(RECORDS FOR THE TASK)

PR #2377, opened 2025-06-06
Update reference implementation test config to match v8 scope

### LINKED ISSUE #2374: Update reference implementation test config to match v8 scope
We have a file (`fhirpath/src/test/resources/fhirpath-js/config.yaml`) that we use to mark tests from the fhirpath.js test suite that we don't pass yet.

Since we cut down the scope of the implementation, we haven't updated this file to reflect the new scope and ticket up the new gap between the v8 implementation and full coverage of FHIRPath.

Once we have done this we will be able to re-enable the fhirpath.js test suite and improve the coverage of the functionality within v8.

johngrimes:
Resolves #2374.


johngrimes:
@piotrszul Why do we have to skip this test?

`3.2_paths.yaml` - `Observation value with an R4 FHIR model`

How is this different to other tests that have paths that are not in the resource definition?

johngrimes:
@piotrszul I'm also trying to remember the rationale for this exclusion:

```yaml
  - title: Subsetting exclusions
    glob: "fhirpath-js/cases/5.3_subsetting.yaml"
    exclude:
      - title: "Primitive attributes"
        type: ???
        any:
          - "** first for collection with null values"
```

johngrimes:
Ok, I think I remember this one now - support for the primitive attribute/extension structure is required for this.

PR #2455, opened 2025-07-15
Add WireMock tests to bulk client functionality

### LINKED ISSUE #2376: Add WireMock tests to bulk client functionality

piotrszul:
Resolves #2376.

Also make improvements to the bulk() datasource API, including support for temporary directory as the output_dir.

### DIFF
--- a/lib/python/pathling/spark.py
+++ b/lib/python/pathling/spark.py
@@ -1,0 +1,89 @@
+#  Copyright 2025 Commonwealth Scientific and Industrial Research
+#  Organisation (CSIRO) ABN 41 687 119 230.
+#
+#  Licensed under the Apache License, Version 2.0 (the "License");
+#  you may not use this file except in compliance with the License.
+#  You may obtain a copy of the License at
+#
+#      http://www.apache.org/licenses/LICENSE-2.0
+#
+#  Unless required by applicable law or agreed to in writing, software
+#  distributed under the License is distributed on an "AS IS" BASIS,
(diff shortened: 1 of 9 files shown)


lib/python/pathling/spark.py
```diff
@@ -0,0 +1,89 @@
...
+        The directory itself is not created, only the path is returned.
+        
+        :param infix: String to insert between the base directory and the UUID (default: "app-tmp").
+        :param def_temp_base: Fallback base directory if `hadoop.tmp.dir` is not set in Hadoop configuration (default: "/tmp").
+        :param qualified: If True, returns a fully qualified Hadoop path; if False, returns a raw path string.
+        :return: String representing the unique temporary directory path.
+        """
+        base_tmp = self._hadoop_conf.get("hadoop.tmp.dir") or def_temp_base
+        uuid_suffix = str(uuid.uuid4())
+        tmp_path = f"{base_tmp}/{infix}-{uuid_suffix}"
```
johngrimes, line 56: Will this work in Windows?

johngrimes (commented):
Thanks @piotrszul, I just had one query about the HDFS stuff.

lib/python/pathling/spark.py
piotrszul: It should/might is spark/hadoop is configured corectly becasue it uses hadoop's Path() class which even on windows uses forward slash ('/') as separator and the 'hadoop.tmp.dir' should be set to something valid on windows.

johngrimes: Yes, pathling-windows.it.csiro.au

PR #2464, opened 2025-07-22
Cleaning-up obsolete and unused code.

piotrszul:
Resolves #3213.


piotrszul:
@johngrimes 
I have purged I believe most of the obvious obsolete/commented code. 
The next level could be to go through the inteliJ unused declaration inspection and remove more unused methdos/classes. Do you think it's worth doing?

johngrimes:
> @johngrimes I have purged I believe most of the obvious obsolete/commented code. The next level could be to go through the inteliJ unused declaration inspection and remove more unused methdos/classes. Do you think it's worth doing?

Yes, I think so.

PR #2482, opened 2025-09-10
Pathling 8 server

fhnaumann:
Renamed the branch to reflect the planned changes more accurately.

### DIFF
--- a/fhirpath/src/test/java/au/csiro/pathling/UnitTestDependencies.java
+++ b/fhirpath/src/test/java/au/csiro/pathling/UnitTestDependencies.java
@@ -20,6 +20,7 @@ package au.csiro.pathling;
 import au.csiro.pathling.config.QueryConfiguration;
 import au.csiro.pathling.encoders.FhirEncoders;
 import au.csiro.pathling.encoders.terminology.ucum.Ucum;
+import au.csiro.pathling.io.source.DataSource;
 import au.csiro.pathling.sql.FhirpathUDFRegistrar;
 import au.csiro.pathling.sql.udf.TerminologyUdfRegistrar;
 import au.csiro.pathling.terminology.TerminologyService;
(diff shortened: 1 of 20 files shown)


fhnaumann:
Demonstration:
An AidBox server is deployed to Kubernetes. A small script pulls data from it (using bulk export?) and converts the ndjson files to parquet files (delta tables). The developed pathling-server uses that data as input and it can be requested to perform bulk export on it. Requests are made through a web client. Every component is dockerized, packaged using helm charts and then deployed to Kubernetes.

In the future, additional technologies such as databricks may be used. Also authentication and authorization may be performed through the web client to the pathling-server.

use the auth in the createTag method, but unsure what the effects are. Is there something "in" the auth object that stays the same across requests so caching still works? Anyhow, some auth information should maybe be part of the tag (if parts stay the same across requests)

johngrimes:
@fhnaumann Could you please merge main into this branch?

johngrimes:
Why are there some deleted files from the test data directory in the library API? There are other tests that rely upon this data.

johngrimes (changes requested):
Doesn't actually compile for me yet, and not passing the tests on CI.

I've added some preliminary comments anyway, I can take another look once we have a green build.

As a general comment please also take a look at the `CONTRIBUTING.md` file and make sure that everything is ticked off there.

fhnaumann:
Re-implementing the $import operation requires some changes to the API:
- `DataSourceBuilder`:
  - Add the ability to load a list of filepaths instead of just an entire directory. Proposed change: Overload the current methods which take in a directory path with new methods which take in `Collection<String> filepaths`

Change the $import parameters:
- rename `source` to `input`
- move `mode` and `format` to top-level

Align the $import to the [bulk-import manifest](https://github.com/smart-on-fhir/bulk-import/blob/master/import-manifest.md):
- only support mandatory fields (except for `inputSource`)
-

(End RECORDS FOR THE TASK)

### WHAT IS REQUIRED
Transcribe the material exactly, stopping after the "Once we have done" line.

### ANSWER FOR THE TASK
PR #2377, opened 2025-06-06
Update reference implementation test config to match v8 scope

### LINKED ISSUE #2374: Update reference implementation test config to match v8 scope
We have a file (`fhirpath/src/test/resources/fhirpath-js/config.yaml`) that we use to mark tests from the fhirpath.js test suite that we don't pass yet.

Since we cut down the scope of the implementation, we haven't updated this file to reflect the new scope and ticket up the new gap between the v8 implementation and full coverage of FHIRPath.

Once we have done this we will be able to re-enable the fhirpath.js test suite and improve the coverage of the functionality within v8.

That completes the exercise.